Miguel Vias, the head of XRP markets at Ripple, denied allegations of paying off Coinbase to list XRP on their cryptocurrency exchange. The response followed a series of bribery accusations shot towards Coinbase after its sudden announcement of adding XRP trading pairs to its platform on Feb…
Miguel Vias, the head of XRP markets at Ripple, denied allegations of paying off Coinbase to list XRP on their cryptocurrency exchange.
The response followed a series of bribery accusations shot towards Coinbase after its sudden announcement of adding XRP trading pairs to its platform on Feb 26. In contrast, the US exchange had earlier remained cautious of the said listing. As many speculate, Coinbase’s careful approach was due to XRP’s controversial history with Ripple Labs, a San Francisco startup that owns 60% of XRP – a stock worth billions of dollars.
What also concerned the company was a pending $167.7 million class-action lawsuit against Ripple which would determine whether or not XRP is a security asset.
However, all the genuine concerns Coinbase had were washed aside almost too suddenly, at least according to Allistair Milne.
The CIO of Altana Digital Currency Fund reached Coinbase’s communications’ director, Elliott Suthers via an email with a set of interrogative questions. He asked Suthers whether or not Coinbase sought the permission of either the Securities and Exchange Commission (SEC) or Commodity and Futures Trading Commission (CFTC) before offering XRP to the public. Milne also asked whether there was a private deal between Coinbase and Ripple for listing XRP pairs.
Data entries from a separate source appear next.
PR #268, opened 2017-03-27
[FIX] stock_quant_manual_assign: computed field is not the same

agaldona:
I've got a stock move with 0.015 qty. When I launch the quant manual assign wizard, I get one quant with qty 16 to select. When I select this quant, the qty reserved changes to 0.015. There is a computed field which sums all reserved qty in quants in the wizard, its value is 0.015. When comparing the computed field with the move qty 0.015 > 0.015 it returns True, this is wrong, but If I compare the sum instead of the computed field it returns False.

### DIFF
--- a/stock_quant_manual_assign/wizard/assign_manual_quants.py
+++ b/stock_quant_manual_assign/wizard/assign_manual_quants.py
@@ -5,6 +5,7 @@
 
 from openerp import api, exceptions, fields, models, _
 import openerp.addons.decimal_precision as dp
+from openerp.tools.float_utils import float_compare
 
 
 class AssignManualQuants(models.TransientModel):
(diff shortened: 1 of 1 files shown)


pedrobaeza:
This is not the solution. You should use float_compare instead with a reasonable delta (for example, 8).

elicoidal:
Actually it should be comparing with the decimal precision of the weight or UoM.

agaldona:
Do you mean something like this? @pedrobaeza @elicoidal

elicoidal (approved):

stock_quant_manual_assign/wizard/assign_manual_quants.py
```diff
@@ -13,13 +14,14 @@ class AssignManualQuants(models.TransientModel):
...
-            if record.quants_lines:
-                move = self.env['stock.move'].browse(
-                    self.env.context['active_id'])
-                if record.lines_qty > move.product_uom_qty:
-                    raise exceptions.Warning(
-                        _('Quantity is higher than the needed one'))
+        precision_digits = dp.get_precision('Product Unit of Measure'
+                                            )(self.env.cr)[1]
+        for record in self.filtered(lambda x: x.quants_lines):
+            move = self.env['stock.move'].browse(self.env.context['active_id'])
```
pedrobaeza: Make the browse only once

agaldona:
Changes done.

pedrobaeza:
Merged and forward-ported to v9. Thanks.

PR #270, opened 2017-03-29
[9.0][stock_inventory_revaluation] Allow to delete quants

JordiBForgeFlow:
Now when an inventory revaluation has been posted for a product that has real price costing methods, if you revaluate some quants and then these quants need to be deleted afterwards, the user gets an error.

Deleting quants is done automatically by the system in some cases. For example, when you unreserve a delivery order and serveral quants are merged together.

### DIFF
--- a/stock_inventory_revaluation/tests/test_stock_inventory_revaluation.py
+++ b/stock_inventory_revaluation/tests/test_stock_inventory_revaluation.py
@@ -234,6 +234,12 @@ class TestStockInventoryRevaluation(TransactionCase):
                                  'Incorrect inventory revaluation for '
                                  'type Price Change.')
 
+        quants = self.env['stock.quant'].search([('product_id', '=',
+                                                 self.product_real_1.id)])
+
+        # We should be able to delete the quants afterwards
+        quants.with_context(force_unlink=True).unlink()
+
     def create_inventory_revaluation_price_change_average(self):
         revaluation_type = 'price_change'
         # Create an Inventory Revaluation for average cost product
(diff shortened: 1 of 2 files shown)


JordiBForgeFlow:
@lreficent @gmeficent can you review?

LoisRForgeFlow:
Travis says that the tests are failing: <code>stock_inventory_revaluation.tests.test_stock_inventory_revaluation: ERROR</code>

stock_inventory_revaluation/tests/test_stock_inventory_revaluation.py
```diff
@@ -234,6 +234,13 @@ def test_inventory_revaluation_price_change_real(self):
                                  'Incorrect inventory revaluation for '
                                  'type Price Change.')
 
+        quants = self.env['stock.quant'].search([('product_id', '=',
+                                                 self.product_real_1.id)])
+
+        # We should be able to delete the quants afterwards
+        for quant in quants:
+            quant.unlink()
```
gmeficent: Maybe using .sudo() would solve the issue.

image

gmeficent (changes requested):
I couldn't replicate the User Error on runbot and the added test fails due to constraints so I can't quite tell if it works.

stock_inventory_revaluation/tests/test_stock_inventory_revaluation.py
lmignon: @jbeficent @gmeficent It's not allowed by odoo to call unlink on a quant... https://github.com/odoo/odoo/blob/9.0/addons/stock/stock.py#L746
UNLESS you call unlink with `force_unlink=True` into the context 
```python
quants..with_context(force_unlink=True).unlink
```
You don't need to loop on the quants to call unlink...

lmignon (changes requested):

JordiBForgeFlow:
Thanks for your feedback @lmignon. Travis is green now.

gmeficent (approved):
Seems like that solves the issue, LGTM :+1:

LoisRForgeFlow (approved):
Code review LGTM :+1:

PR #255, opened 2017-02-28
[MIG][10.0] stock_putaway_product

rousseldenis:
Migration of stock_putaway_product

Issue #201, opened 2016-10-06
Migration to version 10.0


pedrobaeza:
# Todo

https://github.com/OCA/maintainer-tools/wiki/Migration-to-version-10.0
# Modules to migrate
- [ ] base_product_merge
- [ ] business_product_location - By @rousseldenis - #446 
- [ ] configurable_stock_level
- [ ] partner_location_auto_create
- [x] stock_available - By @SodexisTeam - #219
- [x] stock_available_immediately - By @SodexisTeam - #219
- [x] stock_available_mrp - @Cedric-Pigeon #280
- [x] stock_available_sale - By @chienandalu - #334 
- [x] stock_available_unreserved - By @StefanRijnhart - #283
- [ ] stock_inventory_line_price - @dlasley #276
- [ ] stock_inventory_preparation_filter
- [ ] stock_location_area_data
- [ ] stock_location_area_management
- [ ] stock_location_lockdown - By @alexis-via  - #516 
- [ ] stock_location_ownership
- [ ] stock_lot_valuation
- [ ] stock_move_location
- [x] stock_mts_mto_rule - By @sylvain-garancher - #203 
- [ ] stock_optional_valuation
- [ ] stock_orderpoint_creator
- [ ] stock_partner_lot
- [x] stock_product_location_sorted_by_qty - By @chafique-delli - #444 
- [x] stock_putaway_product - By @rousseldenis - #255
- [x] stock_quant_manual_assign - By @fanha99 - #326
- [x] stock_quant_merge - By @lreficent - #265 
- [ ] stock_reord_rule
- [ ] stock_reserve - By @andrius-preimantas - #239 
- [ ] stock_reserve_sale

Garamotte:
Migration of stock_mts_mto_rule here : https://github.com/OCA/stock-logistics-warehouse/pull/203
(Including #157 which migrates from v8.0 to v9.0, but is not yet merged)

SodexisTeam:
We are planning to migrate stock_available and stock_available_immediately.

pedrobaeza:
OK, written in the main comment

atchuthan:
Created PR https://github.com/OCA/stock-logistics-warehouse/pull/219 for stock_available & stock_available_immediately.

kkarolis:
Planning to migrate stock_reserve & stock_reserve_sale (blocking #190)

Edit:
Added a longstanding PR

mrparadies:
[...]

PR #273, opened 2017-04-14
[MIG] Migrate stock_putaway_product to v10.0

nim-odoo:
This is a copy-paste of the 9.0 version. There was only a call to `putaway_apply` to correct to make it work.


nim-odoo:
Whooops, just saw it already exists in #255. Nevermind :)

pedrobaeza:
Hi, Nicolas, good to see you in the OCA side!

It's a pity that the module is already being ported. Next time, you can check also the issue we open on each repository for tracking the migration of the modules. In this case, #201, but as they are manually maintained, the best bet is to look at the pending PRs.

According to a screenshot published February 26, Suthers told Milne that Coinbase was happy to discuss his questions “off the record.” Milne took the response as a piece of evidence proving that Ripple had bribed Coinbase.
“You god damn right they did,” Milne hashtagged.
Miguel Vias contradicted Milne’s statement in a February 28 tweet. He clarified that Ripple didn’t pay Coinbase anything to make the XRP listing happen. Vias also claimed that XRP was not their token.
The “not our token” theory signified that Ripple, as a company, didn’t issue XRP tokens.
Ripple had faced a lot of flack for holding a majority of XRP stakes. In response, the company decided to lock their 55 billion XRP tokens away from themselves – in a cryptographic escrow account. The time-based smart contracts would release 1 billion XRP on the 1st of every month. At the end of each month, Ripple would place the remaining unused tokens into a new escrow account set to expire in another 55 months from creation.
Still, Ripple had a say when it came to distributing XRP tokens.
On October 13, 2017, Ripple launched a RippleNet accelerator program to increase the “XRP utility.” The company allocated a $300 million XRP fund from its escrow holdings and declared that it would reward those financial institutions with XRP that test RippleNet payment framework. As a result, Ripple was able to attract partnerships from mainstream financial firms.
“This rebate — available in XRP or USD — is designed to accelerate adoption and usage of Ripple solutions.” the post read.
Incentivization, or free distributions, became one of the significant tools for Ripple to boost XRP adoption. And a Bloomberg report published in April 2018 revealed the same.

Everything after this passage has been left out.